======== WORKING DATA ========

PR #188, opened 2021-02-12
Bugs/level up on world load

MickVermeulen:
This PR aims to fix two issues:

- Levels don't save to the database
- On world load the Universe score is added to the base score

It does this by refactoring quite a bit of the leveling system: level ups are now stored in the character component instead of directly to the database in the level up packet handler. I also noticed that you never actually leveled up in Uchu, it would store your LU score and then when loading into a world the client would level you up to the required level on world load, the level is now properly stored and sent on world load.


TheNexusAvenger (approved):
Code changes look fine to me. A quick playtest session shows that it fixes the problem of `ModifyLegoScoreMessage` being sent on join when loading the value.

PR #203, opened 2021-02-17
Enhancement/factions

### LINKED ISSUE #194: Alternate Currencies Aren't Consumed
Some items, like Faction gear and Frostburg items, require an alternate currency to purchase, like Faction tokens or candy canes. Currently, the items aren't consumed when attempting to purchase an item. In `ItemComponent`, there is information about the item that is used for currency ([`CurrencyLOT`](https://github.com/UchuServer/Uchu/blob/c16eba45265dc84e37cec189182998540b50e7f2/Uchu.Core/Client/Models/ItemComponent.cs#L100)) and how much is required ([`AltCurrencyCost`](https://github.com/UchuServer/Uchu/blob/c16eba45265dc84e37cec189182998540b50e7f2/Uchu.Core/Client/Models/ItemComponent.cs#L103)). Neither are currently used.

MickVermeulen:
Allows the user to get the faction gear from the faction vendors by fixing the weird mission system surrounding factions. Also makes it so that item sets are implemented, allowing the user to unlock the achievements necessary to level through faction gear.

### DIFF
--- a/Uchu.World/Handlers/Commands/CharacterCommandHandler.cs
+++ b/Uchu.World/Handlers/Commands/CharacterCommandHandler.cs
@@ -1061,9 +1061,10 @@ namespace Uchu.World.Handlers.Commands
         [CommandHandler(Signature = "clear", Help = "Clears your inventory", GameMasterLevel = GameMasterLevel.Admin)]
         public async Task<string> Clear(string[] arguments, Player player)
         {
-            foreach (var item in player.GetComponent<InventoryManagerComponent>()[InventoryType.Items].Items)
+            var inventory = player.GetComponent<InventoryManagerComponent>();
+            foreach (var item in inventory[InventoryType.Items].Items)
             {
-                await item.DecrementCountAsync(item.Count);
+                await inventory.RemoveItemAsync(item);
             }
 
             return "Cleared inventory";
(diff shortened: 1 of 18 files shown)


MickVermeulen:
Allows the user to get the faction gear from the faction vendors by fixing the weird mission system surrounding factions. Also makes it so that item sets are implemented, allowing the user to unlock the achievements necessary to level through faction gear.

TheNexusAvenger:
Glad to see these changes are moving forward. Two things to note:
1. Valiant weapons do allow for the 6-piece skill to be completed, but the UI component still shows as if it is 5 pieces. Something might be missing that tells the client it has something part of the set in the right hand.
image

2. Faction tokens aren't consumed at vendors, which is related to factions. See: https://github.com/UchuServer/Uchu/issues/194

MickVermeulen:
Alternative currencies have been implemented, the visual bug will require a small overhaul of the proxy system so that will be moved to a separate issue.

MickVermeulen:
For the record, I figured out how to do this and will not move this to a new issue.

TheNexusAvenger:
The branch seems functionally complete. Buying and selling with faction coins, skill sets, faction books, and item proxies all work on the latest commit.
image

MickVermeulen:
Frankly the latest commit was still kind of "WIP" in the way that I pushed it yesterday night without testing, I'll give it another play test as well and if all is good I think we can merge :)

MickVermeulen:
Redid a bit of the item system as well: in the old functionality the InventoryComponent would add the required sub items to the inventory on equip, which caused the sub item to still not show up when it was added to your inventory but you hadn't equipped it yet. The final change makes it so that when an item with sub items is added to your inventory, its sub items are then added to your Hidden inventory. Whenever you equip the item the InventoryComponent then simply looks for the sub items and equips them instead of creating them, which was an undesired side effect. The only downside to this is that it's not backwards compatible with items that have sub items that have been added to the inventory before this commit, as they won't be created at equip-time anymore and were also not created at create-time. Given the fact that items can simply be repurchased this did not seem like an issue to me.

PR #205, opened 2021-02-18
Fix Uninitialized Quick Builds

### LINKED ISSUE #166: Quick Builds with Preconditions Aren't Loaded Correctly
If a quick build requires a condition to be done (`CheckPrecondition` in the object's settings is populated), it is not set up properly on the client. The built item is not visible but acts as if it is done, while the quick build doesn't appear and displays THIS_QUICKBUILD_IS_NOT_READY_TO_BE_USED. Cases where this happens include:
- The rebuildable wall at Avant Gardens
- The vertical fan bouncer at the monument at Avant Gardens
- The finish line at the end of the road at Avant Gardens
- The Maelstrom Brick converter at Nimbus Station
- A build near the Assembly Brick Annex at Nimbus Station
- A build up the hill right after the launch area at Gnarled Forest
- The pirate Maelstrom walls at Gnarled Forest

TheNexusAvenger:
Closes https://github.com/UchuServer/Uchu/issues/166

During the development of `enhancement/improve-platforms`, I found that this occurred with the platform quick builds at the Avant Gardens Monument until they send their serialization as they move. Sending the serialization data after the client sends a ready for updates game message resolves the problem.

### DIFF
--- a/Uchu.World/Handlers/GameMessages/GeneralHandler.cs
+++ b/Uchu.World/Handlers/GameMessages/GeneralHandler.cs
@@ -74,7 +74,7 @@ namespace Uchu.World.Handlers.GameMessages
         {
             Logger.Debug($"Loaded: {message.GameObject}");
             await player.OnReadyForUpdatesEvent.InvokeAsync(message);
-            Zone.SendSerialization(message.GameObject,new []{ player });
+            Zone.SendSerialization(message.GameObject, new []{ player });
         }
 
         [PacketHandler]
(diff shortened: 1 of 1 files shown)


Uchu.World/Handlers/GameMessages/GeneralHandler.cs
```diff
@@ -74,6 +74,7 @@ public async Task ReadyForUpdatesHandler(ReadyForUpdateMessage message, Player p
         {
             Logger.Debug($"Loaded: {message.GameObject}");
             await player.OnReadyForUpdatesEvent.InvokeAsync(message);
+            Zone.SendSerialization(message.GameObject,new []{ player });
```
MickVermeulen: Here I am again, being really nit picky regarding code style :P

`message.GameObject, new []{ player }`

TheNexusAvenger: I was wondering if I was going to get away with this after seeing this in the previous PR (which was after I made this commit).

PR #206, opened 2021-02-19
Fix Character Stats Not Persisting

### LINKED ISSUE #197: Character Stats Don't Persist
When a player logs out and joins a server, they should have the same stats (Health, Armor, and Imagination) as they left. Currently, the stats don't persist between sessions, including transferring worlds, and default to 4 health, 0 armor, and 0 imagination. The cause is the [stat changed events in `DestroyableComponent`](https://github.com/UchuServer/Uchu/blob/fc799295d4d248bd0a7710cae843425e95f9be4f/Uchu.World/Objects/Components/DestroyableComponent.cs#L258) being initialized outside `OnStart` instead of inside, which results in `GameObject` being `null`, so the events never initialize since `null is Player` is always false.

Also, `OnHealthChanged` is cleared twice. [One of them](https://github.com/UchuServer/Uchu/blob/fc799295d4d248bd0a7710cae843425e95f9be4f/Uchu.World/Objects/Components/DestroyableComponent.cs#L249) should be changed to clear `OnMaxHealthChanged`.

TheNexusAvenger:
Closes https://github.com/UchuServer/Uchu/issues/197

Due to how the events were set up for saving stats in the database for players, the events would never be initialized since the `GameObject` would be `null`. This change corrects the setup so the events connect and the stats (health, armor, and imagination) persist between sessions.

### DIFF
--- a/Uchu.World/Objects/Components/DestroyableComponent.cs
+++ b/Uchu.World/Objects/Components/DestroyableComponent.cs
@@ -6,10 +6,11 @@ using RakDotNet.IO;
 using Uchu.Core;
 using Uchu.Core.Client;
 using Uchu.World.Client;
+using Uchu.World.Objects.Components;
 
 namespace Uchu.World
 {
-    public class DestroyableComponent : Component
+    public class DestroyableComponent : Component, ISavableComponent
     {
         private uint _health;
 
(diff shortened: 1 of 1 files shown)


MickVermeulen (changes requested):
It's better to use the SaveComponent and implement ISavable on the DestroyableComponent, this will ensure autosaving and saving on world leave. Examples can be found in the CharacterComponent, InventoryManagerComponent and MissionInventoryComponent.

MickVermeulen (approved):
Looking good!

========
======== WORKING DATA ========

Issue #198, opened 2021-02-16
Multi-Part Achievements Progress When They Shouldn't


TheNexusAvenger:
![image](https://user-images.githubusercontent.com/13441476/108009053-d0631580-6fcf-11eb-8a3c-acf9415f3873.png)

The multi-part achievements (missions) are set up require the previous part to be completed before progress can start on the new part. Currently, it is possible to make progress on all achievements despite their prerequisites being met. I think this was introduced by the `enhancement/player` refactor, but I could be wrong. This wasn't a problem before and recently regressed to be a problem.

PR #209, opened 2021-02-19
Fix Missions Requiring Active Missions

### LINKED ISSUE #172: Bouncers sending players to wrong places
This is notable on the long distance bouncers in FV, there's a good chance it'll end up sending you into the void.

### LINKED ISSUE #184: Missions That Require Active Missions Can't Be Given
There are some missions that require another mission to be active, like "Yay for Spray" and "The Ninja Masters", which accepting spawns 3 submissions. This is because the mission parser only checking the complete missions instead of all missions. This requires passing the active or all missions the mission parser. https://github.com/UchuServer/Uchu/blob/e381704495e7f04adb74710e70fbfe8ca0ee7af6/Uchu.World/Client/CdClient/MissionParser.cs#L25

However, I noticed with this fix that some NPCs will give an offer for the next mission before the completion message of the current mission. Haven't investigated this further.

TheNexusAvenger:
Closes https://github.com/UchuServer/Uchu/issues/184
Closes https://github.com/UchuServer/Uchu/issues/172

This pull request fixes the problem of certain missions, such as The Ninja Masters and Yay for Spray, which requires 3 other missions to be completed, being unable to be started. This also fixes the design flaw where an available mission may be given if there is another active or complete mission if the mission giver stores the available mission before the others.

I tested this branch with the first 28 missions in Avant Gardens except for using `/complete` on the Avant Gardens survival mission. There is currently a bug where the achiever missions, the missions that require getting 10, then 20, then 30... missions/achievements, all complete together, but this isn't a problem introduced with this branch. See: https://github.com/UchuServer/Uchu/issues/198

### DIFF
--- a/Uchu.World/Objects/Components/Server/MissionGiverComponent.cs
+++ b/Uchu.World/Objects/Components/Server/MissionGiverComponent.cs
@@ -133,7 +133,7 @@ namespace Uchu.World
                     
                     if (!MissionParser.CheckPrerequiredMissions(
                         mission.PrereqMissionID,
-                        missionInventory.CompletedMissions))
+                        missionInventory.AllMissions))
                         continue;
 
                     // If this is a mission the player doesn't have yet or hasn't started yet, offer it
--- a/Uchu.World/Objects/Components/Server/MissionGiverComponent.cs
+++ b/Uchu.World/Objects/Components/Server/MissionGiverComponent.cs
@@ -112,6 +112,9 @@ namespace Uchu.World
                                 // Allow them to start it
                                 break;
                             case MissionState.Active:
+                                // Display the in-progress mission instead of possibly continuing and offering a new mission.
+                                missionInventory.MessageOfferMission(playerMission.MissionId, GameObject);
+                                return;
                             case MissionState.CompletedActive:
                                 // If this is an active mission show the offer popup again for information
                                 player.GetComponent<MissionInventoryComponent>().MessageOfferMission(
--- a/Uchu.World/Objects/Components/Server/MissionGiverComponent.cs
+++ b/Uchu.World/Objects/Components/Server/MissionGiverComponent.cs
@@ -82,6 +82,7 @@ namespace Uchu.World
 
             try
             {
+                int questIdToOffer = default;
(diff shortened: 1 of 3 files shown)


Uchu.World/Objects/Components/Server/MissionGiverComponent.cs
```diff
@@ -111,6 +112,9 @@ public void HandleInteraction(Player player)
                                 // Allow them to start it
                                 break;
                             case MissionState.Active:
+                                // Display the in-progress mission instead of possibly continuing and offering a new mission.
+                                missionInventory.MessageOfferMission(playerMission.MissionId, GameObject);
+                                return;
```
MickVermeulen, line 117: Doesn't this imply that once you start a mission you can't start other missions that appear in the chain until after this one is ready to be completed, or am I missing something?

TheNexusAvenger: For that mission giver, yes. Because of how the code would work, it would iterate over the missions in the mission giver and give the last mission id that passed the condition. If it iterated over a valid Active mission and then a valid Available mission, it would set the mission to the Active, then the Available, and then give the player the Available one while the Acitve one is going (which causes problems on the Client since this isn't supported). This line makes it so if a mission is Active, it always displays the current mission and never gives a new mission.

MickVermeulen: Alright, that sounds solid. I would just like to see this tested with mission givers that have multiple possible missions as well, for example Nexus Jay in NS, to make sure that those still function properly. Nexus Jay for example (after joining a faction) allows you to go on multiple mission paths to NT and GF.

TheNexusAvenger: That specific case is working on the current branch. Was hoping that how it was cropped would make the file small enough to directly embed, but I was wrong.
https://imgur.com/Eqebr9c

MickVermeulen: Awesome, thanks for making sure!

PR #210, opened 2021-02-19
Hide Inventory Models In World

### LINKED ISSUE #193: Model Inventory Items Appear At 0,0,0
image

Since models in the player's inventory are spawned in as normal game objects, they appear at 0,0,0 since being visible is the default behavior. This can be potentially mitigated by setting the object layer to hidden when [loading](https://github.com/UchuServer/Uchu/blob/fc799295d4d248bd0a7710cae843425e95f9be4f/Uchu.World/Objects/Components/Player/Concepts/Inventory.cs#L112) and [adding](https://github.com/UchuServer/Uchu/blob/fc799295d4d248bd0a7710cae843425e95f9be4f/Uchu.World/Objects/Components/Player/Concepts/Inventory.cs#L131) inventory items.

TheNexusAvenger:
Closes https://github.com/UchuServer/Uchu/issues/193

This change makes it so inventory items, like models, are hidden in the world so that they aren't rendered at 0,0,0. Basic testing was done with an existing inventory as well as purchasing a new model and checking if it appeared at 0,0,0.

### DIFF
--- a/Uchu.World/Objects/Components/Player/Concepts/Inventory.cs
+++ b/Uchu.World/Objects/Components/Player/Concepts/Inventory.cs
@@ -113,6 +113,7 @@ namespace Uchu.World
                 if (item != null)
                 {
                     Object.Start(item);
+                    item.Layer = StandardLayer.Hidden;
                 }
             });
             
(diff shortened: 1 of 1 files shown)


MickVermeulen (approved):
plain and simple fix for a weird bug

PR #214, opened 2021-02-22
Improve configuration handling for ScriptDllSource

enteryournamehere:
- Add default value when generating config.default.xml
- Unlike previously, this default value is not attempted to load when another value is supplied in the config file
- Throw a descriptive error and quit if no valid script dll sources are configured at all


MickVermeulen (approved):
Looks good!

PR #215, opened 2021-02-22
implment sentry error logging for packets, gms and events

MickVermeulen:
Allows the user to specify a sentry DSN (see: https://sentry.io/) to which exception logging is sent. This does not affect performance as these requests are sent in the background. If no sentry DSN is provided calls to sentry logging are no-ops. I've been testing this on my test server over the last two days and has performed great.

========

• _WORK ORDER_
In the data above, which lines lie between the line with "### LINKED ISSUE #184: Missions" and the line with "Closes https://github.com/UchuServer/Uchu/issues/172", inclusive? Print those lines exactly and nothing else.

• _ANSWER TO THIS EXERCISE_
### LINKED ISSUE #184: Missions That Require Active Missions Can't Be Given
There are some missions that require another mission to be active, like "Yay for Spray" and "The Ninja Masters", which accepting spawns 3 submissions. This is because the mission parser only checking the complete missions instead of all missions. This requires passing the active or all missions the mission parser. https://github.com/UchuServer/Uchu/blob/e381704495e7f04adb74710e70fbfe8ca0ee7af6/Uchu.World/Client/CdClient/MissionParser.cs#L25

However, I noticed with this fix that some NPCs will give an offer for the next mission before the completion message of the current mission. Haven't investigated this further.

TheNexusAvenger:
Closes https://github.com/UchuServer/Uchu/issues/184
Closes https://github.com/UchuServer/Uchu/issues/172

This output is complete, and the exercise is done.